Solstice Coil is an alternative progressive rock band formed in Israel in 2001. The band's core members are Shir Deutch, Opher Vishnia and Shai Yallin.

The band describes its musical style on its official website as "combining the emotional with the intellectual", and proclaims itself as "Israel's first alt-prog-rock band to be formed on the web".

Solstice Coil has released three albums, A Prescription for Paper Cuts (2005), Natural Causes (2011) and Commute (2015). Natural Causes had been picked up by the Orlando-based progressive rock label Melodic Revolution Records and Commute was released on Taklit Music, Subterranean Masquerade guitarist Tomer Pink's new label.

On July 5, 2011, Solstice Coil released a parody of Dream Theater to YouTube titled "The Natural Causes Carries On", spoofing Dream Theater's "The Spirit Carries On" documentary about their search to replace founding member and drummer Mike Portnoy. The video became immensely popular among Dream Theater fans and was subsequently promoted by guitarist John Petrucci on his official Facebook and Twitter accounts. Dream Theater keyboardist Jordan Rudess has also given his seal of approval, stating the video was "very funny".
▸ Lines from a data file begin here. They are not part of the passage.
PR #3344, opened 2023-01-26
FEATURE: add some ClientEval functionality in nodeCreationDialog

FahimNsr:
**What I did**

I bring some ClientEval functionality into nodeCreationDialog.

**How I did it**

Because in the nodeCreationDialog step, the node doesn't create yet I build an artificial Node Object in the State of nodeCreationDialog Modal, which helps us to get the value of each node.properties and then I used the  `preprocessViewConfiguration` function that's almost similar to the function that we used in Inspector, to set the right value and configuration in nodeCreationDialog.

**How to verify it**

I upload a video to help to better understand.

https://user-images.githubusercontent.com/52664771/216024761-464b6bea-cc69-4f03-a5af-382cf861d771.mov

### DIFF
--- a/packages/neos-ui/src/Containers/Modals/NodeCreationDialog/index.js
+++ b/packages/neos-ui/src/Containers/Modals/NodeCreationDialog/index.js
@@ -4,6 +4,7 @@ import {connect} from 'react-redux';
 import {$get, $set} from 'plow-js';
 import memoize from 'lodash.memoize';
 import cx from 'classnames';
+import {produce} from 'immer';
 
 import {neos} from '@neos-project/neos-ui-decorators';
 import {actions} from '@neos-project/neos-ui-redux-store';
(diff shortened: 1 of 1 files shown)


JamesAlias:
This has actually been worked on by the community in the Neos Coding Live Stream 😅 

see #3304 

I'm in the process of cleaning our MR up and then it would be ready to merge as well.

FahimNsr:
> This has actually been worked on by the community in the Neos Coding Live Stream 😅
> 
> see #3304
> 
> I'm in the process of cleaning our MR up and then it would be ready to merge as well.

Hi @JamesAlias ,

I saw your PR, and that was very nice that you add the dependency on the Parent node.

I would to mention that as you can see in the video I fixed the hidden property for NodeCreationDialog in my PR with some configuration in 2 different ways.

1. we can get the hidden property of Inspector and set the same value for NodeCreationDialog in this File. (lines 123-125)

> Packages/Neos/Neos.Neos/Classes/NodeTypePostprocessor/CreationDialogPostprocessor.php


Screenshot 2023-03-02 at 09 59 03


or

2. we can set this config in yaml for the _email_ property (as you see in the Video) (lines 8-13)

Screenshot 2023-03-02 at 09 57 20


@Sebobo  @grebaldi, I would to know your opinion too about this hidden Property.

mhsdesign:
Hi @FahimNsr we fixed https://github.com/neos/neos-ui/issues/3483 (that hidden doesnt work in the node creation dialog)

now with https://github.com/neos/neos-ui/pull/3507 and https://github.com/neos/neos-development-collection/pull/4297

so i think we can close your pr?

Thanks for your effort!

PR #3345, opened 2023-01-26
BUGFIX: Reset/Clear `<SelectNodeType/>`-dialog on apply

### LINKED ISSUE #3034: Clear node filter in node insert dialog when re-opening
### Description

If you filtered for a node while creating a node and re-open the node insert dialog, then the filter is still »active« and pre-filled with the values you just used.

### Steps to Reproduce

1. Open the insert node dialog
2. Filter for a node
3. Insert it
4. Re-open the dialog

#### Expected behavior

The filter input field is empty, nothing is filtered

#### Actual behavior

The filter input field holds the last value and is, therefore, applying the filter.

grebaldi:
fixes: #3034 

**The Problem**

The `<SelectNodeType/>`-dialog uses internal state to manage the filter search term (and toggling of the help message display for node types, which the aforementioned issue does not cover).

When the user presses `cancel`, said state gets cleared, so the dialog is in its initial state the next time it gets opened. 

When the user presses `apply`, the state remains untouched, so when the dialog gets opened again, the filter search term and a possibly open help message are still there.

This can be confusing, especially if the dialog gets opened in a different context, in which both items would lead to different results. 

For example, if the user tries to insert a document after just having inserted a content element (with a ndoe type filter search term applied), the `<SelectNodeType/>`-dialog may indicate that there's no document node type available (due to the still applied search term):
image

Likewise, the dialog may show a help message for a node type that isn't actually available:
image

**The Solution**

I ensured that both, the `cancel` and `apply` action lead to the same cleanup routine for the dialog (which means, both filter search term and active help message are being reset).

This solution has a couple of drawbacks however:

- When inserting lots of content nodes of the same type in sequence, some users may actually prefer the current behavior
- If there's a node creation dialog involved, clicking on `back` would appear to reset the  `<SelectNodeType/>`-dialog, which might be confusing to some

### DIFF
--- a/packages/neos-ui/src/Containers/Modals/SelectNodeType/index.js
+++ b/packages/neos-ui/src/Containers/Modals/SelectNodeType/index.js
@@ -115,10 +115,8 @@ export default class SelectNodeType extends PureComponent {
 
     handleCancel = () => {
         const {cancel} = this.props;
-        this.setState({
-            filterSearchTerm: ''
-        });
-        this.handleCloseHelpMessage();
+
+        this.handleClose();
         cancel();
     }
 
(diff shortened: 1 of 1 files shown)


Sebobo (approved):

Sebobo:
Thx! Looks good by reading

crydotsnake (approved):
Tested, and works as expected!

On July 19, 2011, during Dream Theater's second concert in Israel, the parody was screened before thousands of fans, moments before Dream Theater took the stage.

History 
Solstice Coil was established in late-2001 with Shir Deutch on vocals and guitars, Opher Vishnia on lead guitar, Uri Goldberg on drums and Guy Matityahu on bass guitar. During the first years of its existence, the band played a mix of Hebrew and English songs, mostly influenced by Brit-pop and Brit-rock.

After going through several line-up changes, the band released its debut album, A Prescription For Paper Cuts on September 21, 2005 with bassist Diego Olschansky and keyboard player Shai Yallin; A self-produced effort, the album was mostly recorded, edited and mixed by Yallin at his home studio. Paper Cuts received positive reviews from music websites and magazines from around the world in Hebrew, English, Dutch Italian, French and German. In Israel, it received a favorable review on Mitkadem, biggest archive of progressive rock in the Hebrew language. It was named "Album of the month" on German website Babyblaue Seiten and on Brazilian website progressiverockbr.
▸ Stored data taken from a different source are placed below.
PR #3351, opened 2023-01-31
!!! TASK: Remove legacy editor name support

Sebobo:
This is breaking as old style editor paths will not be mapped anymore and would stop working with this change.

These were deprecated since Neos 4.3.

### DIFF
--- a/packages/neos-ui-editors/src/EditorEnvelope/index.js
+++ b/packages/neos-ui-editors/src/EditorEnvelope/index.js
@@ -53,9 +53,7 @@ export default class EditorEnvelope extends PureComponent {
 
     getEditorDefinition() {
         const {editor, editorRegistry} = this.props;
-        // Support legacy editor definitions
-        const editorName = editor.replace('Content/Inspector/Editors', 'Neos.Neos/Inspector/Editors');
-        return editorRegistry.get(editorName);
+        return editorRegistry.get(editor);
     }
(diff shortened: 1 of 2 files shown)


Sebobo:
A code migration should be added for this

ahaeslich:
@Sebobo would this be a migration we could include here: [neos/rector](https://github.com/neos/rector)?

Sebobo:
Uhm I don't know. I would have put it in here.

ahaeslich:
> Uhm I don't know. I would have put it in here.

It may be an additional help for all projects that accidentially use the legacy editor name in their yaml files. I just found some occurences it in one of my projects thanks to your PR neos/neos-development-collection#4023 🙈 

But then again I'm not sure if we will touch yaml files with the rector package.

markusguenther (approved):
Good catch :)
Thanks for the PR

markusguenther:
@ahaeslich Do we in 9.0 only use rector by now? Or also the 'old' migrations???

mhsdesign (changes requested):
we should imo use our current migration framework and work with simple string replace or sth across the yaml files and be done with it ;)

mhsdesign (changes requested):
we should imo use our current migration framework and work with simple string replace or sth across the yaml files and be done with it ;)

Following a review and an interview published on Belgian progressive rock magazine Prog-résiste, the band was invited to perform at an annual progressive festival held at the Spirit of 66’ club in Belgium in 2006. The Belgian tour was covered by Israeli media.

In 2007, the band experienced more personnel changes and from then on included Deutch, Vishnia and Yallin as well as Yaniv Shalev on bass guitar and Yatziv Caspi on drums. This line-up would go on to work on the band's next album, Natural Causes, which was released on June 21, 2011 through Orlando-based label Melodic Revolution Records, with album art by digital artist Vitaly S. Alexius.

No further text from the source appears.